= Beginning of Section =
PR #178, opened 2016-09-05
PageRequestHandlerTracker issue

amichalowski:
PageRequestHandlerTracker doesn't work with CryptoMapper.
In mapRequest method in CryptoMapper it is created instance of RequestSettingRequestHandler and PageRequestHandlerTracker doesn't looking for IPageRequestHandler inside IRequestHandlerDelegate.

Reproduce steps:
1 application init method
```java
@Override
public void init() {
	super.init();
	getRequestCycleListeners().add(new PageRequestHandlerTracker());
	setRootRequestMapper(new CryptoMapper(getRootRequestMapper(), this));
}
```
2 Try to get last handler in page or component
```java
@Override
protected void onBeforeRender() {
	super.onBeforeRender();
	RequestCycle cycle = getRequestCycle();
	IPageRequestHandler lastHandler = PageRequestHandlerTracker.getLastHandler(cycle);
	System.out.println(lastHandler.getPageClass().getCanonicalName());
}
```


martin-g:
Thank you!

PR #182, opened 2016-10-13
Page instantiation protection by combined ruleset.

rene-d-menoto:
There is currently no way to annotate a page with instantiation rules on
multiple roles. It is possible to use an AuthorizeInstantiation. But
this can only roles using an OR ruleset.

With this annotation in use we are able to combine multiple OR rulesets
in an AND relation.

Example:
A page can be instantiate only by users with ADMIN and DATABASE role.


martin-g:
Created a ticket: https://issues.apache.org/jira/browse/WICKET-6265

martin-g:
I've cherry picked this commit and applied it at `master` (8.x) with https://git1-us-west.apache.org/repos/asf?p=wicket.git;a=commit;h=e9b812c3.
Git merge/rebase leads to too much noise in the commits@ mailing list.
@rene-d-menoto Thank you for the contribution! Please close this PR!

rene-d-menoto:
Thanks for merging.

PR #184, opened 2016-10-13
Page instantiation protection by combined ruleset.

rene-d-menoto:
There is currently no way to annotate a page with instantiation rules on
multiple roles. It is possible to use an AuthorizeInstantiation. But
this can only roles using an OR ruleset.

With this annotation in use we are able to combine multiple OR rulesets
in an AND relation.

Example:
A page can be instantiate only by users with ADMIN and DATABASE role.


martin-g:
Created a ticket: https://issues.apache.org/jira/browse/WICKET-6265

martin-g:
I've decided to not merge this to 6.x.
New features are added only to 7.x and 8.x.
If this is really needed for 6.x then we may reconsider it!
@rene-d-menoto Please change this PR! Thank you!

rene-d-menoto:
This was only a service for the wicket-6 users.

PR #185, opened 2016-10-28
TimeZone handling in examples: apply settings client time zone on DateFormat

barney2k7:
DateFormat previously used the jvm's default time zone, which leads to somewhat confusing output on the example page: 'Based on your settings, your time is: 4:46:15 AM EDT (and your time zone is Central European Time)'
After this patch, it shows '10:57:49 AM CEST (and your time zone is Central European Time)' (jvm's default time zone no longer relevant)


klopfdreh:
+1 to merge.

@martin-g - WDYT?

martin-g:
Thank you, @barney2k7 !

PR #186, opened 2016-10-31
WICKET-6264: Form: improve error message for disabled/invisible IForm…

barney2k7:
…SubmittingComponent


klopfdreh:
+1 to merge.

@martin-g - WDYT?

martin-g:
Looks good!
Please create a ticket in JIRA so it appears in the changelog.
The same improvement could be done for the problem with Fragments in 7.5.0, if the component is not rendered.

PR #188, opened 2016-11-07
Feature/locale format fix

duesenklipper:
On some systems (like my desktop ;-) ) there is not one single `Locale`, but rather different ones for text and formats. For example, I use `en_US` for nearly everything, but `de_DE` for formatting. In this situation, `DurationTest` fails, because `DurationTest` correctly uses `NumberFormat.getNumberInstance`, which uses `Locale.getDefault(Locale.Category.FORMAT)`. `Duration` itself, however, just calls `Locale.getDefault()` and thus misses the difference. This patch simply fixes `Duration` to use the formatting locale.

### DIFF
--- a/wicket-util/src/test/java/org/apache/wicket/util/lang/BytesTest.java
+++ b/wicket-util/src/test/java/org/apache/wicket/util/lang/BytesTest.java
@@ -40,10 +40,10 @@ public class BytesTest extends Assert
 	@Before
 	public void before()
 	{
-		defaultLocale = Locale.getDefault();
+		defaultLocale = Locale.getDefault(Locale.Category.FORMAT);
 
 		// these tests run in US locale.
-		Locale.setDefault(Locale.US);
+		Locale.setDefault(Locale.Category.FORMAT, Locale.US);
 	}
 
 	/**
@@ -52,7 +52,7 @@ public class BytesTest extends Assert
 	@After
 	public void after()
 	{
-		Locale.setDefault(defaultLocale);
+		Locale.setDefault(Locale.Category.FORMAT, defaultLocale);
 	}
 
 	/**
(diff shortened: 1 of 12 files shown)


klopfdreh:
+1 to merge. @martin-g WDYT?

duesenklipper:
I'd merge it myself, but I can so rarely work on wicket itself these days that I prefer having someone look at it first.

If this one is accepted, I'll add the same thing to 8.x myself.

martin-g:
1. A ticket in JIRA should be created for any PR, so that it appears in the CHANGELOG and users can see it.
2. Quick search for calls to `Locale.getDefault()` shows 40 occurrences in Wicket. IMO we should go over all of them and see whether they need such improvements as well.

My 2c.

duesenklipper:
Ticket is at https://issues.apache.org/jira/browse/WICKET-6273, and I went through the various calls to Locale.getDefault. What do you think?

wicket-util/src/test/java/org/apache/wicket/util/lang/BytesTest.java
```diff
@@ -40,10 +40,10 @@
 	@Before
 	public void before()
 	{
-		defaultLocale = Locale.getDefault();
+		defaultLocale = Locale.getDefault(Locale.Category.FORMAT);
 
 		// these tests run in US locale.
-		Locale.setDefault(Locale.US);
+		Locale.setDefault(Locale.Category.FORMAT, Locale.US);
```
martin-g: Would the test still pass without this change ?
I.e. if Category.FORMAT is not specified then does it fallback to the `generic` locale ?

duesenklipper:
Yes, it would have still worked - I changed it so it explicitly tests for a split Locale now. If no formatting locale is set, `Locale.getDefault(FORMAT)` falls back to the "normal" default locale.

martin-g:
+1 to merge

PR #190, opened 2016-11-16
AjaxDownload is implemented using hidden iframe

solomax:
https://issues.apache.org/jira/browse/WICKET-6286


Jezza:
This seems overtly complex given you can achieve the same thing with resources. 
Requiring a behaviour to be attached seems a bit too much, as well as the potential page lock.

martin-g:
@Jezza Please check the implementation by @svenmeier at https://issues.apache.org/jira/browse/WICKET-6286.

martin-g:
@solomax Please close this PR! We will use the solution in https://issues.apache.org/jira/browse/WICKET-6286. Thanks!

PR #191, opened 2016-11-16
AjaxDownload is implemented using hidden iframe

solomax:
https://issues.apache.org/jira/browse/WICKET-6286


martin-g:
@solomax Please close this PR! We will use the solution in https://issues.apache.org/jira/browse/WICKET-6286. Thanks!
= End of Section =
■ Problem statement ■
Going back over the entries above, copy word for word every line from the one that has "PR #190, opened 2016-11-16" on through the one that has "This seems overtly".

■ Output of the exercise ■
PR #190, opened 2016-11-16
AjaxDownload is implemented using hidden iframe

solomax:
https://issues.apache.org/jira/browse/WICKET-6286


Jezza:
This seems overtly complex given you can achieve the same thing with resources. 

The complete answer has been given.